In the records below, find each line that holds "isStartOfRow" and return it.

####################

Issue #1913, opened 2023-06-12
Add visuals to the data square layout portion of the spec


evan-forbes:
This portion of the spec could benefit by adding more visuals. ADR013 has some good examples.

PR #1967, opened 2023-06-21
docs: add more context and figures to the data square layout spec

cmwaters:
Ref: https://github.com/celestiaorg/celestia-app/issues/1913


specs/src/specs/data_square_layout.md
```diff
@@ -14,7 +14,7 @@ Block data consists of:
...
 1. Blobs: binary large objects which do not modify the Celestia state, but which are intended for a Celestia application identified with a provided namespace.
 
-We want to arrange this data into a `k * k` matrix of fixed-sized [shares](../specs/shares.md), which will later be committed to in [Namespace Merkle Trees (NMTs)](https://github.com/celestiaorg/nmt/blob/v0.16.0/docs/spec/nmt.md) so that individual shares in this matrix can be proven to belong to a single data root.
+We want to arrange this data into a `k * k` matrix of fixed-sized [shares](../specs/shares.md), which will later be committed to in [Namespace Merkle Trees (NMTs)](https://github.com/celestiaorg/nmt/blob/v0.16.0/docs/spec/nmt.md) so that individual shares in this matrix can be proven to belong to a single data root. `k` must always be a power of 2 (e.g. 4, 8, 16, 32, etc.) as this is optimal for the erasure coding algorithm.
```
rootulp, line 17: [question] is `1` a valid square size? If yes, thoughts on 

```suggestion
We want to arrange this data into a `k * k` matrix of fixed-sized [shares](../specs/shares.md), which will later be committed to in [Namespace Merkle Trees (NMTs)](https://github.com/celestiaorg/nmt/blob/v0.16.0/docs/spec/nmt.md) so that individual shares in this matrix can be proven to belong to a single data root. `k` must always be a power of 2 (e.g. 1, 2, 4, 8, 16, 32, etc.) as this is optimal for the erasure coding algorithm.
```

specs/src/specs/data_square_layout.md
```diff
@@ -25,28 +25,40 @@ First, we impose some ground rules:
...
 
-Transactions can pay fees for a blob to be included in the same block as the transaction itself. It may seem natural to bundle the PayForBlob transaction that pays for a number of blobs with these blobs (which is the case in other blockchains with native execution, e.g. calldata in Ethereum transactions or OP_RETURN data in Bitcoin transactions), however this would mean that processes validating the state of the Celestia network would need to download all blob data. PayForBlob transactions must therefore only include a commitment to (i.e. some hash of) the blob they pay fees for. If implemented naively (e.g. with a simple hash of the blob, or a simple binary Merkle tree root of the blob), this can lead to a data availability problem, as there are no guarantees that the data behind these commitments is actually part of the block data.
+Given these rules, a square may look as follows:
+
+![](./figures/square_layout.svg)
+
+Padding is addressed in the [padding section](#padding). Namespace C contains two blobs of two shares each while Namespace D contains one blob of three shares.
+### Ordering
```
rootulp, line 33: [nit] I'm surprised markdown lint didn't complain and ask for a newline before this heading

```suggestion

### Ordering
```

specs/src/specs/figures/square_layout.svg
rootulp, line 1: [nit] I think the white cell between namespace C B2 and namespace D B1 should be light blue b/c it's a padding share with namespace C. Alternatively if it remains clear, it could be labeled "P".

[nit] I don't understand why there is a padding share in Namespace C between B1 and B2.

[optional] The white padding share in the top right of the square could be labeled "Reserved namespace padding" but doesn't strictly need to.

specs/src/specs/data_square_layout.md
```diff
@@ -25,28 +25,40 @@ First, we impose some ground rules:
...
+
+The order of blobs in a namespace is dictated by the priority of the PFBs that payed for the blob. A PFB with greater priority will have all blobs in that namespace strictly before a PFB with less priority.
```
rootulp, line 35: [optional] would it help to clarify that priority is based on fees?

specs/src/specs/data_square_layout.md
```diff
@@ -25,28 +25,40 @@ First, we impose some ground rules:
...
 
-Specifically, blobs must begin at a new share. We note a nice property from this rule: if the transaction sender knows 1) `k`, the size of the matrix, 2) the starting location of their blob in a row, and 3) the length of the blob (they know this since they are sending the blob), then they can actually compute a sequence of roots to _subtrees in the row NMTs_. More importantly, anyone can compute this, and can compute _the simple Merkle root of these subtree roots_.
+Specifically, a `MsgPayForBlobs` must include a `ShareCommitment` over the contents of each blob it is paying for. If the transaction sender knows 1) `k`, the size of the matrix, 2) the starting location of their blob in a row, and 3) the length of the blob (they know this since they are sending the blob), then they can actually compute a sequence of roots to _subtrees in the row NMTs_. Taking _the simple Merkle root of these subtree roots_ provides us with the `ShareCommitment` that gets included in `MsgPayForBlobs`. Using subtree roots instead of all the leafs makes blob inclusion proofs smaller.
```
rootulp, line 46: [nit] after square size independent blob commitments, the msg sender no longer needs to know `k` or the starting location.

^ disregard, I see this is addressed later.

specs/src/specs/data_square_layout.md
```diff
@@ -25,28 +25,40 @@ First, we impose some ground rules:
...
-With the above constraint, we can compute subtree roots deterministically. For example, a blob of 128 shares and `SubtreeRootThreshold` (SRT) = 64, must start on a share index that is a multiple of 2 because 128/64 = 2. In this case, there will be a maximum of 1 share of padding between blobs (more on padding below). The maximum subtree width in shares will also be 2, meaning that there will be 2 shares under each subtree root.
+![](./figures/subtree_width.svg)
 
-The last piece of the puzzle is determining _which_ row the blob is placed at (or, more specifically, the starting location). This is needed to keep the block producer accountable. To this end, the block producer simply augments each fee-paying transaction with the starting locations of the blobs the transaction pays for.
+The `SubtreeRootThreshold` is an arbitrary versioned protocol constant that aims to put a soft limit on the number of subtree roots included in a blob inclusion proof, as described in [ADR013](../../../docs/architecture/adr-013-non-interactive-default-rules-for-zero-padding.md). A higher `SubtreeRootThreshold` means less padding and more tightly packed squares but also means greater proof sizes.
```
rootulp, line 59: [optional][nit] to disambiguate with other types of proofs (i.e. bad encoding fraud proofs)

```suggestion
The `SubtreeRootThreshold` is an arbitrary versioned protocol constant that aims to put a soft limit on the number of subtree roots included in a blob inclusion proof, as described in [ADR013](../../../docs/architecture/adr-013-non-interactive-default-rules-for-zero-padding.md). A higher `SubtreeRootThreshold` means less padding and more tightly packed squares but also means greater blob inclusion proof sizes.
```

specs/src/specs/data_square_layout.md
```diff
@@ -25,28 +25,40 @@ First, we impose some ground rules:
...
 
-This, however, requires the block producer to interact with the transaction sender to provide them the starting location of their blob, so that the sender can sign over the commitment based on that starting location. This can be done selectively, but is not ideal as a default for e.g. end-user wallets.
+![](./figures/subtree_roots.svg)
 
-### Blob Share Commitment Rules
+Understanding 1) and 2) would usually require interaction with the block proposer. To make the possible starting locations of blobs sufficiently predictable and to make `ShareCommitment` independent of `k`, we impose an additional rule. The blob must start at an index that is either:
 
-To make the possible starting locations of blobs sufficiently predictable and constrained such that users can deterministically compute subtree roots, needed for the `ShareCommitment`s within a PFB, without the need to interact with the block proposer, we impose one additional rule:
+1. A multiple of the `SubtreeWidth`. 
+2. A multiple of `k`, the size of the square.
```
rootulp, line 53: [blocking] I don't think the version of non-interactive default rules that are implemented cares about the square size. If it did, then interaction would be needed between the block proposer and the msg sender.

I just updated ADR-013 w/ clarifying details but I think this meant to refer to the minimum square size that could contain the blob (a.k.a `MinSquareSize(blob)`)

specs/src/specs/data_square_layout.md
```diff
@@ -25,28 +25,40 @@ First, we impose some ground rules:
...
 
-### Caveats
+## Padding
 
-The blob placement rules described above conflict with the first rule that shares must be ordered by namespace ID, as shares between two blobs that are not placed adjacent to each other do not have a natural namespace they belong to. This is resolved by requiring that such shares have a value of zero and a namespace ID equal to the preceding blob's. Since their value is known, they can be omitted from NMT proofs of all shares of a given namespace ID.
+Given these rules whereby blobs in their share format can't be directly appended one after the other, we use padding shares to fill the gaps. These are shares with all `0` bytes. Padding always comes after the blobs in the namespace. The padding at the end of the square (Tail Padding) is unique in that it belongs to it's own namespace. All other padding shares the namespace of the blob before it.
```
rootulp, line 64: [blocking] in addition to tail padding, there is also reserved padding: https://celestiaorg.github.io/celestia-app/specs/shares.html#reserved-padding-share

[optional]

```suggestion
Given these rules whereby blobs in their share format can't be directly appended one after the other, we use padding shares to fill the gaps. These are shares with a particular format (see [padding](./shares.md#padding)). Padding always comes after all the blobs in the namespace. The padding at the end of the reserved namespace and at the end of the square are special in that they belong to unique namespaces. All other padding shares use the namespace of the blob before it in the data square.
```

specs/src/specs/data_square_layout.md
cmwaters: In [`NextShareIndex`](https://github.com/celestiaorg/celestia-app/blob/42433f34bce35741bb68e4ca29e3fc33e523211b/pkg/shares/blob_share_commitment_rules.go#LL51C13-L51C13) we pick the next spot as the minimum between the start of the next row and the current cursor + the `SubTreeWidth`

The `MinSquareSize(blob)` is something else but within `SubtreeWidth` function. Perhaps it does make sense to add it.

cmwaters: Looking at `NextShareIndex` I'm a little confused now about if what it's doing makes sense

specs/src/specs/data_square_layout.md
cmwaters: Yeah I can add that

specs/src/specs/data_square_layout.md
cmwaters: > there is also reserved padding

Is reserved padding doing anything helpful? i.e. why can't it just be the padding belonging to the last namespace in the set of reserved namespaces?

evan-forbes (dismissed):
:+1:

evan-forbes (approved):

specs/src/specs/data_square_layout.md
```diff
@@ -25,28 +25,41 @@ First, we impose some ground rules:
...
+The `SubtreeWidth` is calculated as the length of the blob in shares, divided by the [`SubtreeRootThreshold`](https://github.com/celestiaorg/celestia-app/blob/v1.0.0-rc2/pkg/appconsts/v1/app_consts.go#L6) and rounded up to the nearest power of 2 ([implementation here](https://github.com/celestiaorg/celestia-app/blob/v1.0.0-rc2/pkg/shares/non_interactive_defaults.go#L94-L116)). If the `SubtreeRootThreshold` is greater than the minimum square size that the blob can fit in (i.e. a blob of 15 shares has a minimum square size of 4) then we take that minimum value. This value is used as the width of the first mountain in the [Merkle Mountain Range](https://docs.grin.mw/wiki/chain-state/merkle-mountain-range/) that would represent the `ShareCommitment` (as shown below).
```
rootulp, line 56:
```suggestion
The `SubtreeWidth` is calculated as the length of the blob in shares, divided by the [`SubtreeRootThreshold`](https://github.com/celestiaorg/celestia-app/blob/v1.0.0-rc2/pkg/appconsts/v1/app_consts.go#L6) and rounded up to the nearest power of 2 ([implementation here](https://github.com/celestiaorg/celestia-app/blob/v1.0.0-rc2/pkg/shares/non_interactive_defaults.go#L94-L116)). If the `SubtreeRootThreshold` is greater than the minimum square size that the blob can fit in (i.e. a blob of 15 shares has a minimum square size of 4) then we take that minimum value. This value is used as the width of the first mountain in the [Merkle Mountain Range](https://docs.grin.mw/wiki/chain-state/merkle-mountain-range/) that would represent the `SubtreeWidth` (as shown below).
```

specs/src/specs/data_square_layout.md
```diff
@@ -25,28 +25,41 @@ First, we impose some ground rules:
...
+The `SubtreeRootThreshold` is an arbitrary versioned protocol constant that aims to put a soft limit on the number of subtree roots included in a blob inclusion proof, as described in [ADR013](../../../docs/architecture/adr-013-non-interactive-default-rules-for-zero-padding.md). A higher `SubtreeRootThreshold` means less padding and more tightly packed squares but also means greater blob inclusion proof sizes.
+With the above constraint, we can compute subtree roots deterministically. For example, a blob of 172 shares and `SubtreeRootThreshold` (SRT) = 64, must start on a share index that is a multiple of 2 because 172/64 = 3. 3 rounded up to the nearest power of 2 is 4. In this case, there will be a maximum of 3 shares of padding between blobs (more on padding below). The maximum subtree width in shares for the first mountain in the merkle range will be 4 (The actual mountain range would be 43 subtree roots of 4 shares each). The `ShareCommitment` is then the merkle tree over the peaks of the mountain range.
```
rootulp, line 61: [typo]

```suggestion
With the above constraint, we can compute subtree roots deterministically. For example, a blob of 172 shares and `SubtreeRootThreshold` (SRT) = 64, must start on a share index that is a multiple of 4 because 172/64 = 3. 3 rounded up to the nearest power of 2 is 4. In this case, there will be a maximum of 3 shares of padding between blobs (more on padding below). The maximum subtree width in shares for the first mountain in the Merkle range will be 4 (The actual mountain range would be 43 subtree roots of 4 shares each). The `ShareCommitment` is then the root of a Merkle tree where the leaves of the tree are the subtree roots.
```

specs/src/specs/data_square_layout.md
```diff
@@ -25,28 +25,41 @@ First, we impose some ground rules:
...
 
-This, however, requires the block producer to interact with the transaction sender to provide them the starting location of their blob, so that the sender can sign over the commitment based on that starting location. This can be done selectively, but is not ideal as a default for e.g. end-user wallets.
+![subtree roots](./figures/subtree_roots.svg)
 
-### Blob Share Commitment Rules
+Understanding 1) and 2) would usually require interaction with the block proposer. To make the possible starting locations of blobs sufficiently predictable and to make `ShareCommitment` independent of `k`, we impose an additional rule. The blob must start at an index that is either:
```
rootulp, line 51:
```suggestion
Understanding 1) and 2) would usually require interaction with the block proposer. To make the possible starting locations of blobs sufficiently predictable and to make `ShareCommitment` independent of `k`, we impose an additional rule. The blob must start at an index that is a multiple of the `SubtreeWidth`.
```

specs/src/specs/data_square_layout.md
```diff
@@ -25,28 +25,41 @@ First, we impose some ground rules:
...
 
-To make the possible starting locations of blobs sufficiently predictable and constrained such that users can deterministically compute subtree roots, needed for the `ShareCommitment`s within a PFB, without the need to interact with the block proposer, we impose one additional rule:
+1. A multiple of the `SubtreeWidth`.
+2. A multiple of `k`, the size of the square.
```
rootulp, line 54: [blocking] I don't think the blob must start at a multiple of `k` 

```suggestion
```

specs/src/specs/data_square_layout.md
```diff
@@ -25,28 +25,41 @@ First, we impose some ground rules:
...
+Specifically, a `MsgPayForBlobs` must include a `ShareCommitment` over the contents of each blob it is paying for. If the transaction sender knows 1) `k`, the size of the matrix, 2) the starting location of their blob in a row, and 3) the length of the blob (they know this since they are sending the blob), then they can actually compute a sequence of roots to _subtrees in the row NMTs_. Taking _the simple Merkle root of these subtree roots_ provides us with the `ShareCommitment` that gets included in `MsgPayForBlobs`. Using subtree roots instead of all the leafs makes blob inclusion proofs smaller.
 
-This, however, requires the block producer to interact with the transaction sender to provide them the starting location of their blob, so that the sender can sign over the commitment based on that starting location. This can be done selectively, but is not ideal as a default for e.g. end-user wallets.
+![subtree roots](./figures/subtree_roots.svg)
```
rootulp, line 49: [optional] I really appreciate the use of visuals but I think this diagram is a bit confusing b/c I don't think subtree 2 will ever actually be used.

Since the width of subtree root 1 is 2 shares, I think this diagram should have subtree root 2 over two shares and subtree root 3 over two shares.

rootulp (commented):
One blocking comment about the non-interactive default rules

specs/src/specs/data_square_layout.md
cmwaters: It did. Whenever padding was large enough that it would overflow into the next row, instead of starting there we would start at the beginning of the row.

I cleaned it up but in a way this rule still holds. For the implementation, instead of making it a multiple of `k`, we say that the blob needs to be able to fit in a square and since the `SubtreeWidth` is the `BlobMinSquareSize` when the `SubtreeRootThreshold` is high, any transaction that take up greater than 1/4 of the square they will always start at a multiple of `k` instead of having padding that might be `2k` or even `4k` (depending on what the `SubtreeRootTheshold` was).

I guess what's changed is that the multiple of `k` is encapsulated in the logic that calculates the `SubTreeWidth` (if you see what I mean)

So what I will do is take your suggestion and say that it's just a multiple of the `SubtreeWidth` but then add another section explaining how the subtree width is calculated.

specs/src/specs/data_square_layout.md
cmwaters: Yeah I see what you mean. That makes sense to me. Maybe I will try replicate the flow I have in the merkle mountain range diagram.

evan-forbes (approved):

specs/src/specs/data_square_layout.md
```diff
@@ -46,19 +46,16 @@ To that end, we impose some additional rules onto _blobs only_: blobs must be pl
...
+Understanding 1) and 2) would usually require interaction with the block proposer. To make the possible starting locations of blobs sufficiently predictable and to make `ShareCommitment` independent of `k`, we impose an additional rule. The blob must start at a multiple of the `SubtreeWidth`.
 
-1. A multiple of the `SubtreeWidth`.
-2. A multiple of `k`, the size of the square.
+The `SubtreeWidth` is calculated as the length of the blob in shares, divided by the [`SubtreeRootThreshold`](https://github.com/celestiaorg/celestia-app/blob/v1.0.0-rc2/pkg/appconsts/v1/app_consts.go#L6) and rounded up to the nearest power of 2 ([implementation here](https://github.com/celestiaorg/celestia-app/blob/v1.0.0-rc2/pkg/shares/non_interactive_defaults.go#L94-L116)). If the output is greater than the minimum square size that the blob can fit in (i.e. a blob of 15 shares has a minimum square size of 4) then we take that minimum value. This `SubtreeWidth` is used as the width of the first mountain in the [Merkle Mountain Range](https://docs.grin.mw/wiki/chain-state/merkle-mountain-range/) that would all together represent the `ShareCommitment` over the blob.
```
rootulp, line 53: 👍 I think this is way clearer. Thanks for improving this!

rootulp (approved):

####################

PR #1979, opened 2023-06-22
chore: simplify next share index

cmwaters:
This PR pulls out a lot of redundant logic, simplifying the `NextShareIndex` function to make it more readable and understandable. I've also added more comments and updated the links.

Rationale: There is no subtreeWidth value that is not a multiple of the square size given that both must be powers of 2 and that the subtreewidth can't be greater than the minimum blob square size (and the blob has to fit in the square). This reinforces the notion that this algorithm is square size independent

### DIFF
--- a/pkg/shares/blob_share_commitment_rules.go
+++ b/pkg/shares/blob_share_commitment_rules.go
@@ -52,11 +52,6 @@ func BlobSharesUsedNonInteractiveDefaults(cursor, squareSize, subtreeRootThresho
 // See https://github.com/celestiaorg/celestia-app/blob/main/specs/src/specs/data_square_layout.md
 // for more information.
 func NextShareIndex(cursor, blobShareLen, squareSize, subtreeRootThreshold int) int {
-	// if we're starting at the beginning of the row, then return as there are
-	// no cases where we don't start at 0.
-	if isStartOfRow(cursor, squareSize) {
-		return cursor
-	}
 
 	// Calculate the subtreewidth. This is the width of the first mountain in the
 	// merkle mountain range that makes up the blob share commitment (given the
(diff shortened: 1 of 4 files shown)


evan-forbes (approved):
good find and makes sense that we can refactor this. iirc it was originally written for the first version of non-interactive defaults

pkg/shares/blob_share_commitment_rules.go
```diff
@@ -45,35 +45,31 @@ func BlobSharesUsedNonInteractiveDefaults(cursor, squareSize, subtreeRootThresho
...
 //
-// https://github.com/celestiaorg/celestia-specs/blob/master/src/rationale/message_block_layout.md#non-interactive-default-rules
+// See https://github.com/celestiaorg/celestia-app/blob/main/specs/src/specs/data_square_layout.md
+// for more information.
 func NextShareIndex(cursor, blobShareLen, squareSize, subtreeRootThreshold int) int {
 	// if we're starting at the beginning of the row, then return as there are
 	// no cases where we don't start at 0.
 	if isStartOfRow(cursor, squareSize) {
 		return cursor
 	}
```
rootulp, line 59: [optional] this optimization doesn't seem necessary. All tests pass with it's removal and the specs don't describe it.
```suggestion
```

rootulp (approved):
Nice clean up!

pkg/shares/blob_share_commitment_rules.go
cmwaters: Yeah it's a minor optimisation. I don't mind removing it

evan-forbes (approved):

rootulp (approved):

####################

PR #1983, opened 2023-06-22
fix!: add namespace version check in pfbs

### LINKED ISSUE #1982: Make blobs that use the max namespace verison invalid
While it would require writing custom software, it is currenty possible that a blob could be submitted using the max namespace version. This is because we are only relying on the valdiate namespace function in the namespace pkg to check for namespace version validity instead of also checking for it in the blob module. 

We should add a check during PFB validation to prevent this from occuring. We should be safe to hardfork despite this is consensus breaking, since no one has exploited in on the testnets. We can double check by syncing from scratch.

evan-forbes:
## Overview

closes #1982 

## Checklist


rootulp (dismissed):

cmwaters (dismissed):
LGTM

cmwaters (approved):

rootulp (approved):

####################

** Answer below **
-	if isStartOfRow(cursor, squareSize) {
 	if isStartOfRow(cursor, squareSize) {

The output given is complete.